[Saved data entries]

+ + + + +

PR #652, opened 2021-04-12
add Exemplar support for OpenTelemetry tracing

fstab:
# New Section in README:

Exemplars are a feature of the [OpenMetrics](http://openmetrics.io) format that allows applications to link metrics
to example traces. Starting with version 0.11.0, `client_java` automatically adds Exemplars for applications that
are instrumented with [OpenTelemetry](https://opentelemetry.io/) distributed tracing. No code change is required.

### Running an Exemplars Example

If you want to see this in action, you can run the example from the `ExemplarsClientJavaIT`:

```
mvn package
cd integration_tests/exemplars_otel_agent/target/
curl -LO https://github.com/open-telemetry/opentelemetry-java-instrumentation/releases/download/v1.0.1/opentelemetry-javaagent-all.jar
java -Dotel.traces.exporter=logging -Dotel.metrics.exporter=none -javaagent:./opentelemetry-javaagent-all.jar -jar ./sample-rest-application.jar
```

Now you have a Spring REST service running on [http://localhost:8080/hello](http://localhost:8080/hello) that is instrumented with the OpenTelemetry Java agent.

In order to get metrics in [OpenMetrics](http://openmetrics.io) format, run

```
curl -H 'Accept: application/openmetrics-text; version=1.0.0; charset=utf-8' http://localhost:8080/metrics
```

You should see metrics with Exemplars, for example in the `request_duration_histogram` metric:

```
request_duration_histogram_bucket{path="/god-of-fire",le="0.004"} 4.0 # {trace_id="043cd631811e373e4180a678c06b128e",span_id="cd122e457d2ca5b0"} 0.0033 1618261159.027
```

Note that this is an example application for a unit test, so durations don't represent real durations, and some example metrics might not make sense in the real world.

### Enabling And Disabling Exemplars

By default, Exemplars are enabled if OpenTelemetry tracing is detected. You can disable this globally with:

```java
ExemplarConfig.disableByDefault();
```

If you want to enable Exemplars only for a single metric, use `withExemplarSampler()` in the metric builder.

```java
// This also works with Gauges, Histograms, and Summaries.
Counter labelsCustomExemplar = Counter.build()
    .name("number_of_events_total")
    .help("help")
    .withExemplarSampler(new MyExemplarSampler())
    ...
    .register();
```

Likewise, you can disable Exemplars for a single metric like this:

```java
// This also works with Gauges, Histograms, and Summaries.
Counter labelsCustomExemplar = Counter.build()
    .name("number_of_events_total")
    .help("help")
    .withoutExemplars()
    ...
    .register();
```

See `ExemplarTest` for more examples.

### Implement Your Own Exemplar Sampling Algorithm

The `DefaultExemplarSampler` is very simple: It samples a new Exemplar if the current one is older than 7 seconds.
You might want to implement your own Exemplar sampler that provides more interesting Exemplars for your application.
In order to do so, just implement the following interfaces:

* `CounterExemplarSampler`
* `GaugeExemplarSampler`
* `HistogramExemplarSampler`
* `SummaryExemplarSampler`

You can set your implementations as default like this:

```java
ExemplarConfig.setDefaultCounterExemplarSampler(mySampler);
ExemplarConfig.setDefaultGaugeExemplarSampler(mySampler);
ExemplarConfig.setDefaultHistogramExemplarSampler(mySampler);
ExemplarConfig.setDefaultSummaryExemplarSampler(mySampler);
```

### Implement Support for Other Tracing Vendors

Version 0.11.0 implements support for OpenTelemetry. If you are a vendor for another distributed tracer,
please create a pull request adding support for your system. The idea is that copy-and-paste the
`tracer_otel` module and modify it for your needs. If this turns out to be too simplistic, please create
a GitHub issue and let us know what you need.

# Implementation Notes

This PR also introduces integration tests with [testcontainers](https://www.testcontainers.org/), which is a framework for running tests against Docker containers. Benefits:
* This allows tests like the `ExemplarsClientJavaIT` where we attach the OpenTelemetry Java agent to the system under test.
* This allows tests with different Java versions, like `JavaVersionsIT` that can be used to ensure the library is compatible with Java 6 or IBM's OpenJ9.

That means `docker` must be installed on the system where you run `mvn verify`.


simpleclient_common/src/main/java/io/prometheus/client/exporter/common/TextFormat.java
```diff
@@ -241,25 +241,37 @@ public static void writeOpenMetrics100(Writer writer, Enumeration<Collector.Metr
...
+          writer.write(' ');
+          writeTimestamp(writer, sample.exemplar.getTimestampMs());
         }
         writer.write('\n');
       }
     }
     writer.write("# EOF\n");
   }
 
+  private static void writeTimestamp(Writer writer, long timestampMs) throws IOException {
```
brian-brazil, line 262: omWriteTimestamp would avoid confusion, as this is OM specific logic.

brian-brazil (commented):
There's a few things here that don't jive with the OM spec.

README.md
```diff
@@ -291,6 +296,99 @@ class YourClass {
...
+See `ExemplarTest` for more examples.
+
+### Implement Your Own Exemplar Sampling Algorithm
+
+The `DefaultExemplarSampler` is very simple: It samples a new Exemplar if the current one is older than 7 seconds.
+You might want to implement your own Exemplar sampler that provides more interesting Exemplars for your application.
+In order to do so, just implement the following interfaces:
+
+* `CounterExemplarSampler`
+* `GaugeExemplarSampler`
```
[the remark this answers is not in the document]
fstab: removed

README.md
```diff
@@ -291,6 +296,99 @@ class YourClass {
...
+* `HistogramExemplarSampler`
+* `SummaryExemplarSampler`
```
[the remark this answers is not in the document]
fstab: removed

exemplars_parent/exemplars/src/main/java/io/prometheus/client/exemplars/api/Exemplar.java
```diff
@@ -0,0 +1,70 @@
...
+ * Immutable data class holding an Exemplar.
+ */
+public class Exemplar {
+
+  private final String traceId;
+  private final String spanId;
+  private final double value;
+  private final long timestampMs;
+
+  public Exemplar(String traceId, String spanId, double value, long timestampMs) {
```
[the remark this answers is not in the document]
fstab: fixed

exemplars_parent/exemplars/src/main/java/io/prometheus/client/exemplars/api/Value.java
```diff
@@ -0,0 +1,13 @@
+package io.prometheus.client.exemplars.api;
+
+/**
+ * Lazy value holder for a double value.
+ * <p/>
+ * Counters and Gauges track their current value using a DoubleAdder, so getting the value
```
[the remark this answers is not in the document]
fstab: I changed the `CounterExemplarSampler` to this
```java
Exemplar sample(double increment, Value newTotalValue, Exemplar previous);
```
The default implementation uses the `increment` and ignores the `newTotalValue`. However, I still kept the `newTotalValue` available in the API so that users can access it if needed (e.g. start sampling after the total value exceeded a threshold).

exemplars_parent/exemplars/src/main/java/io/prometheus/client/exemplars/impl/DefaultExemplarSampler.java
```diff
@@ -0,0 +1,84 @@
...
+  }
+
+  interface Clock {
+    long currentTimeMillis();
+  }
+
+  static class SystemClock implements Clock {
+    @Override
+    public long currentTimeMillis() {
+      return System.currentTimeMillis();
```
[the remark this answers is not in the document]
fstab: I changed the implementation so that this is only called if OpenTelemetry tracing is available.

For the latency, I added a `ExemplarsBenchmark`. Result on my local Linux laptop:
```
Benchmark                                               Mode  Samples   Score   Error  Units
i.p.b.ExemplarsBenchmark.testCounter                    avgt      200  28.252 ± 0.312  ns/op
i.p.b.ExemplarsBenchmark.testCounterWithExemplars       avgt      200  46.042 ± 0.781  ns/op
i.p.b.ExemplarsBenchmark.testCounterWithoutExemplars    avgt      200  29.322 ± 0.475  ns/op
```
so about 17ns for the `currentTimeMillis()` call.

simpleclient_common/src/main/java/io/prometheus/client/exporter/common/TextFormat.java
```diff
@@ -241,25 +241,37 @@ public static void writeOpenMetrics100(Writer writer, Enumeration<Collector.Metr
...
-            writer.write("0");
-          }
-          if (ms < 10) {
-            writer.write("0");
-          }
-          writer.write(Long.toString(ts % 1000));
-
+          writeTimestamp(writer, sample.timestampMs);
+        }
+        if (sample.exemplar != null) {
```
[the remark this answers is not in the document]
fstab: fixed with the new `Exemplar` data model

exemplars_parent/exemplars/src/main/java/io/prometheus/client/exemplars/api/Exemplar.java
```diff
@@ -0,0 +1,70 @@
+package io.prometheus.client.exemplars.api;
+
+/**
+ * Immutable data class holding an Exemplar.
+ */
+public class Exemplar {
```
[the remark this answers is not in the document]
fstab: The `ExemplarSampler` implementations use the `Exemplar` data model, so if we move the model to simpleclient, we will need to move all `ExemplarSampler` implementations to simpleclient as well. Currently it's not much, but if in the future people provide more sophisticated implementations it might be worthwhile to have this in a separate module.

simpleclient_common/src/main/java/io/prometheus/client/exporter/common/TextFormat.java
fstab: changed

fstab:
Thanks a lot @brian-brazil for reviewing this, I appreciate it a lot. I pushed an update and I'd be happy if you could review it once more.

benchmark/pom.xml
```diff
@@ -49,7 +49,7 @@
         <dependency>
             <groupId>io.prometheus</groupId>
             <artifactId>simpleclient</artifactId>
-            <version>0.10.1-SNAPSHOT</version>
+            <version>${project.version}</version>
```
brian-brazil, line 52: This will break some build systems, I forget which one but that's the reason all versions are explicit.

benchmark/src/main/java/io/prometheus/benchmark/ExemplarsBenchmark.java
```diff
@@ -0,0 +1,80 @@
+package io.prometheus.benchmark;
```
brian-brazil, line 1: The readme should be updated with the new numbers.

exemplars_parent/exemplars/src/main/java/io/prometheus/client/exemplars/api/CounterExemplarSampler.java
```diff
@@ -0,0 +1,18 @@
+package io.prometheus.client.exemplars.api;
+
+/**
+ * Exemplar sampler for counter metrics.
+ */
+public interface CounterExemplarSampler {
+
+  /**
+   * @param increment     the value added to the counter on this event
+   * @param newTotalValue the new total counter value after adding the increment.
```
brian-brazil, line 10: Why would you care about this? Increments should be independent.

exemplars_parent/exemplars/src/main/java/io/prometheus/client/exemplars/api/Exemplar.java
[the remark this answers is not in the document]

+ + + + +

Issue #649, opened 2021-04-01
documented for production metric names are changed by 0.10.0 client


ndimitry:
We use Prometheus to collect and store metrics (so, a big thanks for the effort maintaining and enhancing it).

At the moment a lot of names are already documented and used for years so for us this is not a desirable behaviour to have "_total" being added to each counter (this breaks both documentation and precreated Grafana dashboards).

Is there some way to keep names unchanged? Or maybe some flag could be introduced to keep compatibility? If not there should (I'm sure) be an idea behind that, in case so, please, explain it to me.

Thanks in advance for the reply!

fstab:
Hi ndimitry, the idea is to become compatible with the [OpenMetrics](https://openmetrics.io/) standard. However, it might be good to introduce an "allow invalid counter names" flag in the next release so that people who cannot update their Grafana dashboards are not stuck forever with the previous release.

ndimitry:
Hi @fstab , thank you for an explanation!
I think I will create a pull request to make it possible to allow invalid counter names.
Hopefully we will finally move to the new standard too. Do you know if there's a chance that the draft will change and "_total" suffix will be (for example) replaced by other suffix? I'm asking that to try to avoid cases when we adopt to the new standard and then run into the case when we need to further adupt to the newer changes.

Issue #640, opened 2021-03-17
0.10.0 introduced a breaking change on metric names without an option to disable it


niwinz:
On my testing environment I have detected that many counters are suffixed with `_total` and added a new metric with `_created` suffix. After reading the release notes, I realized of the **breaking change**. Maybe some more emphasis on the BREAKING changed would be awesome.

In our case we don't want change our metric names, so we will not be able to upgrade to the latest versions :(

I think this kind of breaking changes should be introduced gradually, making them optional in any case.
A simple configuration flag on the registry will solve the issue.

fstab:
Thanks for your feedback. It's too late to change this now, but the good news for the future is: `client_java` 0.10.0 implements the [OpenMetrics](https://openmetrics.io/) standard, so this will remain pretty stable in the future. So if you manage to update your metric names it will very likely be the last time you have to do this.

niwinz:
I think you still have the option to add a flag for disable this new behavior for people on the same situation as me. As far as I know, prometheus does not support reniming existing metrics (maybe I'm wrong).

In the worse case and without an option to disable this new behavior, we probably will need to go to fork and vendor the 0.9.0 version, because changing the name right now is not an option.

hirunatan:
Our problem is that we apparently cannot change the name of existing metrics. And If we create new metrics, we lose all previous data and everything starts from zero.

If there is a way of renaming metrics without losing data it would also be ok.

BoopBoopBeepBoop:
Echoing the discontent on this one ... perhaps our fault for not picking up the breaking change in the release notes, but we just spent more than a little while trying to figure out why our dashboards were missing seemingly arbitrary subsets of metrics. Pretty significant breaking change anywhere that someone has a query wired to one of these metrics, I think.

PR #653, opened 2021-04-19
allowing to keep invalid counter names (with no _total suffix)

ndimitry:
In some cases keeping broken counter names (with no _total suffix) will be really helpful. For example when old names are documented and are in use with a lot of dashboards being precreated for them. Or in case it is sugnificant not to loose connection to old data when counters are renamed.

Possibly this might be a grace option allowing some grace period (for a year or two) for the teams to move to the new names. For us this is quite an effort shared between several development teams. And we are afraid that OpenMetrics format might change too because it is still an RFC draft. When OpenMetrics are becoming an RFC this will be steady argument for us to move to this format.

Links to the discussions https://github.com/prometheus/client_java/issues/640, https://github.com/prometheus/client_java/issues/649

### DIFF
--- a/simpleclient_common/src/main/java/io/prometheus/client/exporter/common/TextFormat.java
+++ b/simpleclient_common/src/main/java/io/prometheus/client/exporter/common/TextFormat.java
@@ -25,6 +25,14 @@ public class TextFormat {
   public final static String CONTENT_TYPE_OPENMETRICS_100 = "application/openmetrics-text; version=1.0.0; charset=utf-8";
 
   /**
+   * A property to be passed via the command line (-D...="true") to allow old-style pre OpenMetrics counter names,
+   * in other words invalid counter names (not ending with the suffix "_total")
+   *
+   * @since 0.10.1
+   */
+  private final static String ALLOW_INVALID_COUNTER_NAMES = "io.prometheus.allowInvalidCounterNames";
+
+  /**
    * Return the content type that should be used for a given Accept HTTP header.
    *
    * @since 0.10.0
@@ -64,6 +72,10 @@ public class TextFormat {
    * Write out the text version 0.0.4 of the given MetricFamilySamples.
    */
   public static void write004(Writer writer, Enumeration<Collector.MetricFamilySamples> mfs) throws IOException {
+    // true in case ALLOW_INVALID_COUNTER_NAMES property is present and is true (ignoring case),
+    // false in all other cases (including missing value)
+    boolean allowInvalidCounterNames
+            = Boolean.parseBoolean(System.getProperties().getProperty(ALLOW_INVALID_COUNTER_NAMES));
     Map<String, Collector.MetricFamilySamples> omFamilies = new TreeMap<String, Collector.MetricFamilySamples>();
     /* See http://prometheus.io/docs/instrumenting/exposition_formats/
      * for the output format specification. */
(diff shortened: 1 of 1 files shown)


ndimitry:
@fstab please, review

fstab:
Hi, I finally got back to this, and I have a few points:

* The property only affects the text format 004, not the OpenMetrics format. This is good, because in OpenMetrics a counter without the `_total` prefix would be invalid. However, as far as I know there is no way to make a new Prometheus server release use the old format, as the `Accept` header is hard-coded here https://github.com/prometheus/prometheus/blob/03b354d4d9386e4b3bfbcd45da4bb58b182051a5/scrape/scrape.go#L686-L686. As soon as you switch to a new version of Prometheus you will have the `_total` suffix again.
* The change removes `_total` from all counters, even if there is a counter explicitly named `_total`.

+ + + + +

### [WHAT IS REQUIRED]
The reply should consist solely of the lines above from the one that has "PR #652, opened 2021-04-12" through the one that has "are instrumented with", reproduced exactly.

### [ANSWER BOX]
PR #652, opened 2021-04-12
add Exemplar support for OpenTelemetry tracing

fstab:
# New Section in README:

Exemplars are a feature of the [OpenMetrics](http://openmetrics.io) format that allows applications to link metrics
to example traces. Starting with version 0.11.0, `client_java` automatically adds Exemplars for applications that
are instrumented with [OpenTelemetry](https://opentelemetry.io/) distributed tracing. No code change is required.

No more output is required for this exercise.